Privacy Notice
Effective date: 17 May 2026 · Last updated: 17 May 2026
Who we are
Mila (mila.menu) is a personal meal-planning tool currently in a closed, invite-only beta, operated by a private individual based in the United Kingdom.
What data we collect
| Data | Why we collect it |
|---|---|
| Email address | To create your account, send a verification email, and send optional weekly planning reminders |
| Password (stored as a one-way hash) | To authenticate you — we never store your password in plain text and cannot read it |
| Dietary tags and requirements | To personalise the meal plans Mila generates for you |
| Equipment, complexity, and cooking time preferences | To generate practical, achievable meal plans |
| Generated meal plans, recipes, and shopping lists | To display your current plan and, in future, your history |
We do not collect payment information, location data, or data from social media accounts.
Legal basis for processing
Legitimate interests (Article 6(1)(f) UK GDPR): Running a small, closed beta for a personal meal-planning tool is the legitimate interest. Processing is limited to what is necessary to make the tool work. You can object to this processing at any time (see Your rights below).
Explicit consent (Article 9(2)(a) UK GDPR): Dietary preferences may constitute special category data (health data) under Article 9 UK GDPR. By creating an account and submitting your dietary preferences, you give explicit consent for us to process this data solely to provide the meal-planning service.
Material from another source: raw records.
PR #69, opened 2021-11-25
03 938 : Should be able to edit patient details from the patient search page

donaldkibet:
## Requirements

## Summary

At the moment, when you try to navigate to patient-registration in edit mode, from the patient-search, patient search result panel doesn't close. This PR adds that ability.

## Related Issue

*None.*

## Other

*None.*

### DIFF
--- a/packages/esm-patient-registration-app/src/widgets/edit-patient-details-button.component.tsx
+++ b/packages/esm-patient-registration-app/src/widgets/edit-patient-details-button.component.tsx
@@ -1,20 +1,40 @@
 import React from 'react';
-import { ConfigurableLink } from '@openmrs/esm-framework';
+import { navigate } from '@openmrs/esm-framework';
 import { useTranslation } from 'react-i18next';
 import styles from './edit-patient-details-button.scss';
 
-export default function EditPatientDetailsButton({ patientUuid }) {
+interface EditPatientDetailsButtonProps {
+  closePatientSearchResultsPanel?: () => void;
+  patientUuid: string;
+}
+
+const EditPatientDetailsButton: React.FC<EditPatientDetailsButtonProps> = ({
+  patientUuid,
+  closePatientSearchResultsPanel,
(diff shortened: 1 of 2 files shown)


packages/esm-patient-registration-app/src/widgets/edit-patient-details-button.component.tsx
```diff
@@ -1,20 +1,40 @@
...
 
-export default function EditPatientDetailsButton({ patientUuid }) {
+interface EditPatientDetailsButtonProps {
+  closePatientSearchResultsPanel?: () => void;
+  patientUuid: string;
+}
+
+const EditPatientDetailsButton: React.FC<EditPatientDetailsButtonProps> = ({
+  patientUuid,
+  closePatientSearchResultsPanel,
```
brandones, line 13: This button seems to know too much about its context. I think we should establish a pattern to deal with this kind of situation, where we have a function prop that should be called on click/transition. Maybe we should call this prop `onTransition`? Or `afterClick`?

packages/esm-patient-registration-app/src/widgets/edit-patient-details-button.component.tsx
```diff
@@ -1,20 +1,40 @@
...
-        title={t('editPatientDetails', 'Edit Patient Details')}>
+      <button
+        className="bx--overflow-menu-options__btn"
+        role="menuitem"
+        title={t('editPatientDetails', 'Edit Patient Details')}
+        data-floating-menu-primary-focus
+        onClick={handleClick}
+        style={{
+          maxWidth: '100vw',
+        }}>
```
brandones, line 31: This seems like it shouldn't ever do anything?

brandones (changes requested):
Let's just change the prop name at least, and call it good. All this will get refactored anyway, once we have the Link system.

brandones (approved):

You can withdraw consent at any time by deleting your account.
How long we keep your data
We retain your data for as long as your account is active. If you request account deletion, we will delete all your personal data within 30 days.
Who we share your data with
Your data passes through the following third-party services. We do not sell your data to any third party.
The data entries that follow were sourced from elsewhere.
PR #77, opened 2022-01-13
O3-1002: Registration: Support for Unknown gender

jnsereko:
## Requirements

## Summary

adds support for "Unknown" gender

## Screenshots
image

## Related Issue

https://issues.openmrs.org/browse/O3-1002

## Other

*None.*

### DIFF
--- a/packages/esm-patient-registration-app/src/patient-registration/field/gender/gender-field.component.tsx
+++ b/packages/esm-patient-registration-app/src/patient-registration/field/gender/gender-field.component.tsx
@@ -28,8 +28,8 @@ export const GenderBirthField: React.FC = () => {
           <RadioButtonGroup name="gender" orientation="vertical" onChange={setGender} valueSelected={field.value}>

| Service | Purpose | What is sent |
|---|---|---|
| Supabase (EU region) | Database and authentication | Email, hashed password, dietary preferences, meal plans |
| Anthropic | AI meal plan generation | Dietary preferences and cooking inputs — your email is never sent |
| Vercel | Hosting | Standard request logs (IP address, pages accessed) |
| Resend | Transactional email | Email address and content of verification and reminder emails |
| Sentry | Error monitoring | Error stack traces — personal data fields are stripped before any data leaves the app |
Your rights
Under UK GDPR you have the right to:
- Access the personal data we hold about you
- Correct inaccurate data
- Deleteyour data (the “right to be forgotten”)
- Object to processing based on legitimate interests
- Withdraw consent for special category data processing at any time
You can exercise three of these rights yourself from Settings → Account & data inside mila:
- Download my data (Article 15, right of access) — emails you a JSON file containing your profile, family members, meal plans, recipes, ratings, and notes. Available immediately; the download link is valid for 24 hours.
- Change email — re-verifies a new email address with you before swapping it on your account. Your existing email continues to work until you click the verification link sent to the new address.
- Delete my account (Article 17, right of erasure) — permanently removes your profile, family members, meal plans, recipes, ratings, notes, and share links within seconds of confirmation. We keep a single anonymised AI-usage row per generation (model name, token count, cost) for billing audit — no personal information remains.
For any right not covered by the self-service flows above (data correction beyond what you can edit yourself, objection to processing, complaints), reply to any email you have received from mila.menu. We will respond within 30 days. If you are unsatisfied, you have the right to lodge a complaint with the UK Information Commissioner's Office at ico.org.uk.
Changes to this notice
If we make material changes to this notice, we will notify active users by email before the changes take effect.